We'd Love To Hear Your Thoughts
One of the biggest concerns new photographers have is finding their own style and becoming good at it. Improving yourself is a serious task and it gets more complicated as the years go by. We believe that constructive criticism is one of the best possible ways of becoming a better photographer.
The act of criticism has many benefits. We can become better photographers by giving constructive feedback after a thoughtful review of photographs and we can also receive valuable feedback from other photographers and learn something new.
We have a separate forum dedicated exclusively to constructive criticism and it's called the Shark Tank. Don't worry about the name – it's not a deadly place! Here you can share your images and your opinions as long as they aren't related to gear.
Here are some of the most interesting shots shared in the Shark Tank last week:
- A scene that caught my eye
- Washed up Log, Machir Bay
- Newbie from country NSW Australia politely requests some feedback
- The girl with the ring in her nose
- Young Florist
- Cat Costume – Festival – Colour or B&W?
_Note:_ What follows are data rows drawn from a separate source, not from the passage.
PR #516, opened 2019-07-24
fix prunable true

shashankkoppar:
...
prunable is hardcoded as true 

**How is this accomplished?**
...check if nil first 

**What could go wrong?**
...
Deletes all resources other than the one deploying


dturn:
We've decided to make Custom Resource pruning opt-in only. The change you're proposing would  make CR pruning opt-out not opt-in. I'm gong to close this PR but if there is more you'd like to discuss feel free to re-open/comment.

- Trying Something Different
- Haircut Sir?
- Sunrise on the farm
- Story Telling?
Feel free to share your thoughts on the images above and also post your work if you want our honest feedback.
We will be eager to help you out – after all, all of us here love photography!
Don't forget to join our friendly photo community if you haven't done it already and check out our latest photo challenge on love.
And as always, if you have any questions or comments, please leave them below.
Brilliant collection of photos Federico, really interesting read!
Federico, I’ve been thinking for some time past, reading various articles on “how to”, that there’s a risk they might start hauling young photographers out of doing “X” and – instead – persuade them all to do “Y”.
And it’s left me with the uncomfortable feeling that some articles are simply changing the subject matter of the stampede – rather than stopping it from BEING a stampede.
Put more simply – they mean well – they’re intended to stimulate creativity – but they won’t achieve their goal, by making everyone’s creativity “Y” instead of “X”.
There is nothing “wrong” with the so-called “rule” of thirds. It’s just one of a number of basic ideas that help anyone to compose a decent picture. It is prone to become “wrong” the instant it’s dignified by the title “rule”. If it truly was a “rule”, we’d all be expected to comply with it, all the time.
Once we realise that is not its purpose, and move on to discover other ideas about composition, our creativity kicks in at a higher and more satisfying & productive level.